## YOUR GOAL
If a line in the entries contains the string "registerMetrics", include that line in your answer.

Items from a data source:
PR #2400, opened 2021-12-27
Correct user-facing misspellings

foster33:
The following PR serves to correct misspellings throughout Accumulo that users may see.

Corrections were found in log messages, exceptions, print statements, etc.

### DIFF
--- a/core/src/main/java/org/apache/accumulo/core/file/BloomFilterLayer.java
+++ b/core/src/main/java/org/apache/accumulo/core/file/BloomFilterLayer.java
@@ -544,7 +544,7 @@ public class BloomFilterLayer {
 
     t2 = System.currentTimeMillis();
 
-    out.printf("existant lookup rate %6.2f%n", 500 / ((t2 - t1) / 1000.0));
+    out.printf("existent lookup rate %6.2f%n", 500 / ((t2 - t1) / 1000.0));
     out.println("expected hits 500.  Receive hits: " + count);
     bmfr.close();
   }
--- a/core/src/main/java/org/apache/accumulo/core/file/BloomFilterLayer.java
+++ b/core/src/main/java/org/apache/accumulo/core/file/BloomFilterLayer.java
@@ -544,7 +544,7 @@ public class BloomFilterLayer {
 
     t2 = System.currentTimeMillis();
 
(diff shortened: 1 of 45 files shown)


core/src/main/java/org/apache/accumulo/core/file/BloomFilterLayer.java
```diff
@@ -544,7 +544,7 @@ public static void main(String[] args) throws IOException {
 
     t2 = System.currentTimeMillis();
 
-    out.printf("existant lookup rate %6.2f%n", 500 / ((t2 - t1) / 1000.0));
+    out.printf("existent lookup rate %6.2f%n", 500 / ((t2 - t1) / 1000.0));
```
EdColeman, line 547: Maybe this should be existing?
``` suggest
    out.printf("existing lookup rate %6.2f%n", 500 / ((t2 - t1) / 1000.0));
```

core/src/main/java/org/apache/accumulo/core/util/AddressUtil.java
```diff
@@ -61,7 +61,7 @@ public static int getAddressCacheNegativeTtl(UnknownHostException originalExcept
     try {
       negativeTtl = Integer.parseInt(Security.getProperty("networkaddress.cache.negative.ttl"));
     } catch (NumberFormatException exception) {
-      log.warn("Failed to get JVM negative DNS respones cache TTL due to format problem "
+      log.warn("Failed to get JVM negative DNS responses cache TTL due to format problem "
```
EdColeman, line 64: Maybe response?
``` suggest
      log.warn("Failed to get JVM negative DNS response cache TTL due to format problem "
```

DomGarguilo, line 64:
```suggestion
      log.warn("Failed to get JVM negative DNS response cache TTL due to format problem "
```

DomGarguilo (changes requested):

EdColeman (approved):
Mainly looked for changes that would lead to errors - I'm not the best speller so saying those changes look correct is not much of an endorsement, but other than a few questions on word choice - I do not see other issues.

DomGarguilo (approved):

EdColeman (approved):
LGTM - same caveats to my spelling apply though.

Issue #946, opened 2019-02-08
Consider adding critical thread metrics for monitoring


EdColeman:
Exposing metrics for critical process threads could improve monitoring and provide additional insight for performance trending.

For example, certain threads in master and in the tserver processes need to run periodically, if they do not, this is an indication that the process is likely unhealthy / having issues.  Exposing the fact that the threads are running, progressing or had a successful completion of a task would improve monitoring capabilities Additionally, if the "run-time" was provided, this could be used to gauge relative health by trending the performance over time / across upgrades,....

This issue is to capture possible candidate threads / processes that would be beneficial to incorporate into metrics reporting.

keith-turner:
The tablet server has a thread that continual checks if tablets need compaction or split.

https://github.com/apache/accumulo/blob/c7a54c80b937fd606ebdd6b3672f837f65b6258f/server/tserver/src/main/java/org/apache/accumulo/tserver/TabletServer.java#L2175

The master has three really important threads that assign tablets for the root, metadata, and user tablets.  If these threads are not running then tablets will not be assigned.  These threads are all run by TabletGroupWatcher

https://github.com/apache/accumulo/blob/050dec2003a786ea014c994a38e180a82b997c0d/server/master/src/main/java/org/apache/accumulo/master/TabletGroupWatcher.java#L136

There is currently code that watches compactions and logs a warning if it has not read or written any data in a certain amount of time.  It addition to logging a warning it might be nice to  increment a stuck compaction counter.  Could decrement when unstuck.

https://github.com/apache/accumulo/blob/2b9c9275ea5f992cfa2bd1a7e3f8994a41e69df3/server/tserver/src/main/java/org/apache/accumulo/tserver/tablet/CompactionWatcher.java#L31

There is also code that looks stuck tablet loads and logs a warning.   Would also be nice to have a counter for stuck loads.

https://github.com/apache/accumulo/blob/b915947c0c22d9db717067b601c62829205d1505/server/tserver/src/main/java/org/apache/accumulo/tserver/TabletServerResourceManager.java#L437

EdColeman:
PR: https://github.com/apache/accumulo/pull/1379 - added improved metadata consistency checking - this may be another candidate for improved reporting.  Initially considered adding it to the gc metrics improvements, but decided that a more comprehensive look and additional testing makes it better suited as a separate change.

dlmarion:
[...]

PR #2405, opened 2022-01-03
Created additional metrics for long assignments and stuck compactions

dlmarion:
Related to #946


server/compactor/src/main/java/org/apache/accumulo/compactor/Compactor.java
```diff
@@ -107,8 +108,58 @@
...
+    private long written;
+    private boolean stuck = false;
+
+    public CompactionProgress(AccumuloConfiguration config) {
+      warnTime = config.getTimeInMillis(Property.TSERV_COMPACTION_WARN_TIME);
+    }
+
+    @Override
+    public void registerMetrics(MeterRegistry registry) {
+      Gauge.builder(METRICS_TSERVER_MAJC_STUCK, this, CompactionProgress::getNumStuck)
```
EdColeman, line 129: With modification - this could show the "stuck" time rather than a boolean.  This would allow users to set external alarms based on time rather than on a boolean condition. It could also provide insight if things can somehow become "unstuck" without intervention, you could plot the stuck time over time to see how things are progressing.

server/compactor/src/main/java/org/apache/accumulo/compactor/Compactor.java
```diff
@@ -107,8 +108,58 @@
...
+          .description("Number of stuck major compactions").register(registry);
+    }
+
+    public long getNumStuck() {
+      return stuck ? 1 : 0;
+    }
```
EdColeman, line 135: Something like if not stuck return 0, else return System.currentTimeMillis() - time

server/compactor/src/main/java/org/apache/accumulo/compactor/Compactor.java
dlmarion: So, each Compactor runs one majc at a time, but the TabletServer can run many of them at once. I was approaching this from the perspective that a user could just plot stuck majc's over time and be able to drill down to one of the processes. For your suggestion to work, I think I would need to emit multiple Timers , one per stuck extent?

server/tserver/src/main/java/org/apache/accumulo/tserver/metrics/TabletServerMetrics.java
```diff
@@ -46,6 +51,10 @@ public void registerMetrics(MeterRegistry registry) {
         .description("Number of queued major compactions").register(registry);
     Gauge.builder(METRICS_TSERVER_MINC_RUNNING, util, TabletServerMetricsUtil::getMinorCompactions)
         .description("Number of active minor compactions").register(registry);
+    Gauge
+        .builder(METRICS_TSERVER_MAJC_STUCK, util,
```
EdColeman, line 55: If this is separate from Compactor METRICS_TSERVER_MAJC_STUCK and is the sum of stuck counts, then maybe named METRICS_TSERVER_MAJC_STUCK_COUNT or METRICS_TSERVER_MAJC_STUCK_TOTAL?  (I don't recall suggested naming conventions)

dlmarion: They are the same metric, just being reported from different processes (the process name is in a tag). `METRICS_TSERVER_MAJC_STUCK` is just the variable name, the metric being reported is `metrics.tserver.majc.stuck`.

server/compactor/src/main/java/org/apache/accumulo/compactor/Compactor.java
EdColeman: From looking at line 134 - it seemed that the value would only be 0 or 1 - and that there is a summation occurring later?

It seemed that more info could be conveyed other than a boolean. If it is being summed elsewhere, does it need to be a metric here?

I could just be reading this wrong...

dlmarion: Right, the Compactor only runs one majc at a time. So, the current one is either stuck, or not stuck. The summation across all processes (or by some other aggregation) would be done in a downstream time series database.

EdColeman: +1 to the summation across all.

I think I am just triggered by the compactor count of 0 or 1 being a metric.  I guess I'm asking: Can it be kept as a count - but not as a metric? Or, if kept as a metric provide additional information?

dlmarion: I'm confused by your use of `metric` in the latest comment. I have it set as a `gauge` because the number of stuck compactions is going to go up and down, in both the TabletServer and Compactor, over time.

EdColeman: I'm using metric as - a value that is reported by the metrics system

dlmarion: > Can it be kept as a count - but not as a metric? Or, if kept as a metric provide additional information?

So, if it's not a value reported by the metrics system, then what do you mean by keeping it as a `count` ? What additional information do you think need needs to be conveyed?

server/tserver/src/main/java/org/apache/accumulo/tserver/tablet/CompactionWatcher.java
```diff
@@ -75,35 +80,42 @@ public void run() {
...
+            e.setStackTrace(trace);
+            LoggerFactory.getLogger(CompactionWatcher.class).warn("Compaction of "
+                + oci.compactionInfo.getExtent() + " to " + oci.compactionInfo.getOutputFile()
+                + " has not made progress for at least " + (time - oci.firstSeen) + "ms", e);
+            oci.loggedWarning = true;
+          }
         }
       }
     }
+    totalStuck += stuck;
```
keith-turner, line 118: Could the following be done?  If so could remove the unstuck calculation and deduction earlier in the code.

```suggestion
    totalStuck = stuck;
```

server/compactor/src/main/java/org/apache/accumulo/compactor/Compactor.java
```diff
@@ -107,8 +108,58 @@
 import com.beust.jcommander.Parameter;
 import com.google.common.base.Preconditions;
 
+import io.micrometer.core.instrument.Gauge;
+import io.micrometer.core.instrument.MeterRegistry;
+
 public class Compactor extends AbstractServer implements CompactorService.Iface {
 
+  private static class CompactionProgress implements MetricsProducer {
```
keith-turner, line 116: Would it be possible to move CompactionWatcher from the tserver to server-base and reuse it in the compactor instead of introducing similar code in the compactor?

server/tserver/src/main/java/org/apache/accumulo/tserver/tablet/CompactionWatcher.java
dlmarion: addressed in f5b3223f4cfb0d7ac2d99664f81898962a54c5c9

server/compactor/src/main/java/org/apache/accumulo/compactor/Compactor.java
dlmarion: addressed in f5b3223f4cfb0d7ac2d99664f81898962a54c5c9

server/compactor/src/main/java/org/apache/accumulo/compactor/Compactor.java
```diff
@@ -693,6 +712,7 @@ public void run() {
                     "Compaction in progress, read %d of %d input entries ( %s %s ), written %d entries",
                     info.getEntriesRead(), inputEntries, percentComplete, "%",
                     info.getEntriesWritten());
+                watcher.run();
```
keith-turner, line 715: Not sure if this can happen, but I think there may be a case where stuck compaction stats are not cleaned up because of how this is called.  It seems like its only called periodocally when a compaction is running.  If a compaction that was stuck starts again, but watcher.run() is not called because of timing issues (like the previously stuck compaction quickly completes) then it would continue to look stuck.

dlmarion: In bec830ff3d0dc606864e5172fc463f80224f5ca7 I call `watcher.run()` after the compaction has finished to clear out the state.

server/base/src/main/java/org/apache/accumulo/server/compaction/CompactionWatcher.java
```diff
@@ -29,14 +29,13 @@
...
 import org.apache.accumulo.server.ServerContext;
-import org.apache.accumulo.server.compaction.CompactionInfo;
-import org.apache.accumulo.server.compaction.FileCompactor;
 import org.slf4j.LoggerFactory;
 
 public class CompactionWatcher implements Runnable {
   private final Map<List<Long>,ObservedCompactionInfo> observedCompactions = new HashMap<>();
   private final AccumuloConfiguration config;
   private static boolean watching = false;
+  private static long totalStuck = 0;
```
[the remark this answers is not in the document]
dlmarion: Changed in bec830ff3d0dc606864e5172fc463f80224f5ca7

server/compactor/src/main/java/org/apache/accumulo/compactor/Compactor.java
dlmarion: Check out the changes in bec830ff3d0dc606864e5172fc463f80224f5ca7, I modified the code to use a LongTaskTimer.

server/base/src/main/java/org/apache/accumulo/server/compaction/CompactionWatcher.java
```diff
@@ -79,6 +84,10 @@ public void run() {
     copy.keySet().removeAll(newKeys);
 
     for (ObservedCompactionInfo oci : copy.values()) {
+      if (oci.stuckSample != null) {
```
EdColeman, line 87: The null check / set sample to null may be unnecessary - from the micrometer docs, LongTaskTimers do not report on completed tasks - if may be enough to record the start / stop which would provide the active task count, and the active count duration info.

dlmarion: A single compaction could get stuck several times over the life of the compaction. I'm trying to account for that.

EdColeman (approved):

EdColeman (approved):

PR #2415, opened 2022-01-12
Create new external compactions admin utility

### LINKED ISSUE #2386: Cancel specific external compaction
A user can call "compact --cancel" on a table which will cancel all compactions for that table. It would be nice to be able to cancel a specific compaction, which I think can now be done easily using the ECID. I think this will only work with external compactions though as we don't have a way to specify an internal compaction.

milleruntime:
* Create a few options for external compactions
* Create new RPC calls for cancelling an external compaction
* Closes #2386

### DIFF
--- a/core/src/main/java/org/apache/accumulo/core/metadata/schema/ExternalCompactionId.java
+++ b/core/src/main/java/org/apache/accumulo/core/metadata/schema/ExternalCompactionId.java
@@ -56,4 +56,14 @@ public class ExternalCompactionId extends AbstractId<ExternalCompactionId> {
     return new ExternalCompactionId(id);
   }
 
+  /**
+   * Sanitize user input for the ECID string with proper "ECID:" prefix.
+   */
+  public static ExternalCompactionId from(String ecid) {
+    ecid = ecid.replace("ecid:", "ECID:");
+    if (!ecid.startsWith("ECID:"))
+      ecid = "ECID:" + ecid;
+    return of(ecid);
+  }
+
 }
--- a/core/src/main/java/org/apache/accumulo/core/metadata/schema/ExternalCompactionId.java
+++ b/core/src/main/java/org/apache/accumulo/core/metadata/schema/ExternalCompactionId.java
@@ -60,9 +60,9 @@ public class ExternalCompactionId extends AbstractId<ExternalCompactionId> {
    * Sanitize user input for the ECID string with proper "ECID:" prefix.
    */
   public static ExternalCompactionId from(String ecid) {
-    ecid = ecid.replace("ecid:", "ECID:");
-    if (!ecid.startsWith("ECID:"))
-      ecid = "ECID:" + ecid;
+    ecid = ecid.replace(PREFIX.toLowerCase(), PREFIX);
+    if (!ecid.startsWith(PREFIX))
+      ecid = PREFIX + ecid;
     return of(ecid);
   }
 
--- a/server/base/src/main/java/org/apache/accumulo/server/util/ECAdmin.java
+++ b/server/base/src/main/java/org/apache/accumulo/server/util/ECAdmin.java
@@ -130,6 +130,7 @@ public class ECAdmin implements KeywordExecutable {
 
   private void cancelCompaction(ServerContext context, String ecid) {
     CompactionCoordinatorService.Client coordinatorClient = null;
+    ecid = ExternalCompactionUtil.prefixECID(ecid);
     try {
       coordinatorClient = getCoordinatorClient(context);
       coordinatorClient.cancel(TraceUtil.traceInfo(), context.rpcCreds(), ecid);
--- a/server/base/src/main/java/org/apache/accumulo/server/util/ECAdmin.java
+++ b/server/base/src/main/java/org/apache/accumulo/server/util/ECAdmin.java
@@ -1,0 +1,210 @@
+/*
+ * Licensed to the Apache Software Foundation (ASF) under one
+ * or more contributor license agreements.  See the NOTICE file
+ * distributed with this work for additional information
+ * regarding copyright ownership.  The ASF licenses this file
+ * to you under the Apache License, Version 2.0 (the
+ * "License"); you may not use this file except in compliance
+ * with the License.  You may obtain a copy of the License at
+ *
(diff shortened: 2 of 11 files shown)


DomGarguilo:
> I was thinking of adding a thrift method to the `CompactionCoordinator` called `cancel()` that will call cancel on the appropriate compactor.

Would this address #2386?

milleruntime:
> > I was thinking of adding a thrift method to the `CompactionCoordinator` called `cancel()` that will call cancel on the appropriate compactor.
> 
> Would this address #2386?

Yup, that is the plan. I couldn't find a good way for the user to cancel the compaction so I made this external compactions admin utility.

milleruntime:
I think this PR is ready for review. This creates the admin tool for external compactions but only with useful commands that currently work. I added RPCs for cancelling but have some ideas for a follow on task to provide more command and control.

server/compactor/src/main/java/org/apache/accumulo/compactor/Compactor.java
```diff
@@ -360,6 +360,12 @@ private void cancel(String externalCompactionId) throws TException {
     }
   }
 
+  @Override
+  public void cancel(TInfo tinfo, TCredentials credentials, String externalCompactionId)
+      throws TException {
```
dlmarion, line 365: The other thrift api methods perform a security check first, do we want to do that here?

dlmarion:
This looks correct. Just one comment about API security check.

server/compactor/src/main/java/org/apache/accumulo/compactor/Compactor.java
milleruntime: I didn't think it needed SYSTEM level permission (root) like the other method required. I thought it should require at least some level of USER permission but wasn't sure since the permissions are so confusing. Any ideas?

dlmarion: oh ok. I'm not up to speed on all of the permissions, I just know I used it on all of the other thrift api methods. If it's not appropriate, then that is good with me.

dlmarion (approved):

server/compactor/src/main/java/org/apache/accumulo/compactor/Compactor.java
milleruntime: I saw that the FATE Table cancel compact operation has the same permissions as a user needs to compact. So we could try that:
From FateServiceHandler:
`          canCancelCompact = manager.security.canCompact(c, tableId, namespaceId);
`

milleruntime:
FYI @dlmarion I made some improvements in 4c78355 based on your comments. I just wanted to give you a heads up since you already approved this PR.

server/base/src/main/java/org/apache/accumulo/server/util/ECAdmin.java
```diff
@@ -130,6 +130,7 @@ public void execute(final String[] args) {
 
   private void cancelCompaction(ServerContext context, String ecid) {
     CompactionCoordinatorService.Client coordinatorClient = null;
+    ecid = ExternalCompactionUtil.prefixECID(ecid);
```
dlmarion, line 133: I assume you are trying to clean up bad user input here? Can we just use `ExternalCompactionId.of(String)` here and let the user pass the right thing? Maybe we can clean up the error messages in that method to be more specific about the issues.

milleruntime: > I assume you are trying to clean up bad user input here?

Yes. 

> Can we just use ExternalCompactionId.of(String) here and let the user pass the right thing? Maybe we can clean up the error messages in that method to be more specific about the issues.

I wasn't sure. I did this in the monitor just because it wasn't clear to the user that the server code required the prefix and I didn't like relying on trial and error to figure that out. Even with a nice error message, I don't like users having to guess if you need the prefix or not.

I pinged @keith-turner on chat asking if he had any thoughts behind the origin of the prefix but haven't heard back yet.

dlmarion: `ExternalCompactionId.of` also validates that the id is a UUID. If we are going to have another method to take a String and massage it into an ExternalCompactionId, then maybe we can move your method body into `ExternalCompactionId.from(String)` or something like that. Then at least we can re-use PREFIX.

milleruntime: I like the idea of consolidating the logic into `ExternalCompactionId`. The only issue is that both places I need a String and not the object. What about making the prefix method static member of `ExternalCompactionId`? Then we could reuse the validation in the `of()` method.

dlmarion: Right, but on the server side, it parses the incoming ecid string into an ExternalCompactionId. It would be good to know that on the client side it's a valid ExternalCompactionId before sending it. You can always get the String value from the ExternalCompactionId, right? To be clear, I'm suggesting something like `ExternalCompactionId.from(String).toString()`. Whether you call the method `from`,`parse`, etc. doesn't matter to me. You called the method `prefix`, but it looks like it's just trying to create a valid ECID from the user input.

milleruntime: Created `from` method in b233afe

core/src/main/java/org/apache/accumulo/core/metadata/schema/ExternalCompactionId.java
```diff
@@ -56,4 +56,14 @@ public static ExternalCompactionId of(String id) {
     return new ExternalCompactionId(id);
   }
 
+  /**
+   * Sanitize user input for the ECID string with proper "ECID:" prefix.
+   */
+  public static ExternalCompactionId from(String ecid) {
+    ecid = ecid.replace("ecid:", "ECID:");
```
dlmarion, line 63: You can use PREFIX now

milleruntime: Whoops, good catch.

dlmarion:
Changes LGTM.

PR #2432, opened 2022-01-26
Modified ThreadPools to conditionally register metrics

### LINKED ISSUE #2423: Seeing out of memory error in manager
**Describe the bug**

When running Accumulo 2.1.0-SNAPSHOT for extended periods (like 24+hours) I would see the manager process die with an out of memory error. 

 - Affected version(s) of this project: 2.1.0-SNAPSHOT
 
**To Reproduce**

Run the Accumulo 2.1.0 Manager for an extended period of time with 512M of RAM.  512M is the default config set by Muchos for the manager.  It has been this size for a very long time and I don't recall seeing this error before.

**Expected behavior**

No OOME

**Screenshots**

After the first time this happened, I modified the manager process to heap dump on OOME.  Below is a screenshot of analyzing the heap dump.  I saw a lot of micrometer objects in the heap dump.  Randomly poking around, a lot of these seemed to have `exectuor` in the name.  Based on this I looked in the manager code and found it was [periodically creating thread pools to get tserver info](https://github.com/apache/accumulo/blob/1f80b7445d1320efaa8db1fb58c7b67d73c9fdbc/server/manager/src/main/java/org/apache/accumulo/manager/Manager.java#L920) and this [may register the thread pool statically for monitoring](https://github.com/apache/accumulo/blob/1f80b7445d1320efaa8db1fb58c7b67d73c9fdbc/core/src/main/java/org/apache/accumulo/core/util/threads/ThreadPools.java#L287).  I have yet to connect the objects in the heap dump to the linked Manager code.  The objects seem to be statically referenced so I am guessing the refs from Accumulo code are gone and only the static metric registry refs are left. I am not sure yet if the Manager code I linked is the culprit though.

image

**Additional context**

dlmarion:
When ThreadPools calls ExecutorServiceMetrics, it creates Meters
that are registered with the MeterRegistry. However, there is no
easy way to remove the Meters from the MeterRegistry when the
ThreadPool is shut down. Modified the ThreadPools methods to accept
a boolean value for registering metrics for the newly created
ThreadPool. Modified classes that use ThreadPools class to only
pass true for this boolean value when the ThreadPool is long lived.

Closes #2423

### DIFF
--- a/core/src/main/java/org/apache/accumulo/core/util/threads/ThreadPools.java
+++ b/core/src/main/java/org/apache/accumulo/core/util/threads/ThreadPools.java
@@ -104,81 +104,86 @@ public class ThreadPools {
    */
   @SuppressWarnings("deprecation")
   public static ExecutorService createExecutorService(final AccumuloConfiguration conf,
-      final Property p) {
+      final Property p, boolean emitThreadPoolMetrics) {
 
     switch (p) {
       case GENERAL_SIMPLETIMER_THREADPOOL_SIZE:
-        return createScheduledExecutorService(conf.getCount(p), "SimpleTimer");
+        return createScheduledExecutorService(conf.getCount(p), "SimpleTimer",
+            emitThreadPoolMetrics);
       case MANAGER_BULK_THREADPOOL_SIZE:
         return createFixedThreadPool(conf.getCount(p),
             conf.getTimeInMillis(Property.MANAGER_BULK_THREADPOOL_TIMEOUT), TimeUnit.MILLISECONDS,
-            "bulk import");
+            "bulk import", emitThreadPoolMetrics);
       case MANAGER_RENAME_THREADS:
-        return createFixedThreadPool(conf.getCount(p), "bulk move");
+        return createFixedThreadPool(conf.getCount(p), "bulk move", emitThreadPoolMetrics);
       case MANAGER_FATE_THREADPOOL_SIZE:
-        return createFixedThreadPool(conf.getCount(p), "Repo Runner");
+        return createFixedThreadPool(conf.getCount(p), "Repo Runner", emitThreadPoolMetrics);
       case MANAGER_STATUS_THREAD_POOL_SIZE:
         int threads = conf.getCount(p);
         if (threads == 0) {
           return createThreadPool(0, Integer.MAX_VALUE, 60L, TimeUnit.SECONDS,
-              "GatherTableInformation", new SynchronousQueue<Runnable>(), OptionalInt.empty());
+              "GatherTableInformation", new SynchronousQueue<Runnable>(), OptionalInt.empty(),
+              emitThreadPoolMetrics);
         } else {
-          return createFixedThreadPool(threads, "GatherTableInformation");
+          return createFixedThreadPool(threads, "GatherTableInformation", emitThreadPoolMetrics);
         }
       case TSERV_WORKQ_THREADS:
-        return createFixedThreadPool(conf.getCount(p), "distributed work queue");
+        return createFixedThreadPool(conf.getCount(p), "distributed work queue",
+            emitThreadPoolMetrics);
       case TSERV_MINC_MAXCONCURRENT:
-        return createFixedThreadPool(conf.getCount(p), 0L, TimeUnit.MILLISECONDS,
-            "minor compactor");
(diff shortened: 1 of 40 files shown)


core/src/main/java/org/apache/accumulo/core/util/threads/ThreadPools.java
```diff
@@ -104,81 +104,86 @@ public static void resizePool(final ThreadPoolExecutor pool, final AccumuloConfi
    */
   @SuppressWarnings("deprecation")
   public static ExecutorService createExecutorService(final AccumuloConfiguration conf,
-      final Property p) {
+      final Property p, boolean emitThreadPoolMetrics) {
```
keith-turner, line 107: Could add some javadoc for this param like the following

```java
@param emitThreadPoolMetrics When set to true will emit metrics and register the metrics in a static registry.  After the thread pool is deleted, there will still be metrics objects related to it in the static registry.  There is no way to clean these left over objects up therefore its recommened that this option only be set true for long lived thread pools.  Creating lots of short lived thread pools and registering them can lead to out of memory errors over long time periods.  
```

keith-turner (approved):

core/src/main/java/org/apache/accumulo/fate/Fate.java
```diff
@@ -230,7 +230,7 @@ public Fate(T environment, TStore<T> store, Function<Repo<T>,String> toLogStrFun
    */
   public void startTransactionRunners(AccumuloConfiguration conf) {
     final ThreadPoolExecutor pool = (ThreadPoolExecutor) ThreadPools.createExecutorService(conf,
-        Property.MANAGER_FATE_THREADPOOL_SIZE);
+        Property.MANAGER_FATE_THREADPOOL_SIZE, false);
```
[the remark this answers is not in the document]
dlmarion: Addressed in 1a7f098

core/src/main/java/org/apache/accumulo/core/util/threads/ThreadPools.java
dlmarion: Addressed in 1a7f098

ctubbsii (commented):
Seems fine, but one suggestion on API design:

Boolean parameters can make code harder to read. Instead of boolean parameters, you could have a separate method name, like `.action()` and `.actionWithMetrics()`, or you could use a builder, like `builder.withMetrics().build()`, or you could have enums for flags, like `.action(EnumSet.of(WITH_METRICS, OTHER_FLAG))`

keith-turner:
> Boolean parameters can make code harder to read. Instead of boolean parameters, you could have a separate method name, like .action() and .actionWithMetrics(), or you could use a builder, like builder.withMetrics().build(), or you could have enums for flags, like .action(EnumSet.of(WITH_METRICS, OTHER_FLAG))

Another option would be to replace the last boolean argument in the method with a new enum type.  The single boolean here is not too bad, an enum would be more readable.  We have had methods in the past w/ multiple boolean arguments and that was awful to read.

dlmarion:
> Boolean parameters can make code harder to read. Instead of boolean parameters, you could have a separate method name, like .action() and .actionWithMetrics(), or you could use a builder, like builder.withMetrics().build(), or you could have enums for flags, like .action(EnumSet.of(WITH_METRICS, OTHER_FLAG))

I have no issue with modifying ThreadPools to use a builder pattern, but I think that should be done in a different issue. IDEs make it pretty easy to see the formal parameter name for the method and the formal parameter name is descriptive in this case.

> Another option would be to replace the last boolean argument in the method with a new enum type. The single boolean here is not too bad, an enum would be more readable. We have had methods in the past w/ multiple boolean arguments and that was awful to read.

I have no issue with modifying this PR to use an enum for the boolean parameter, but I'm not sure that it's necessary if there is going to be a follow-on issue created to modify the class to use a builder pattern.

keith-turner:
> IDEs make it pretty easy to see the formal parameter name for the method and the formal parameter name is descriptive in this case.

That is a good point.  That does dramatically increase readability. However when reviewing a PR on GH, you dont have that nice feature.  But thinking back to my review that was not a problem at all. The review was very easy for me to review because I knew what the single boolean did.  The more difficult part of the review was that I had to look at code outside the PR sometimes to see how code was called externally, which had nothing to do with the boolean.  More than one boolean would certainly have given me a headache during review though.  

> I'm not sure that it's necessary if there is going to be a follow-on issue created to modify the class to use a builder pattern.

That makes sense to me.

PR #2433, opened 2022-01-26
Make replication table creation happen only if needed

milleruntime:


milleruntime:
It looks like this breaks the GC so some additional changes would have to be made for this to work.

milleruntime:
This change is too risky with very little benefit.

## ANSWER AREA
+    public void registerMetrics(MeterRegistry registry) {
@@ -46,6 +51,10 @@ public void registerMetrics(MeterRegistry registry) {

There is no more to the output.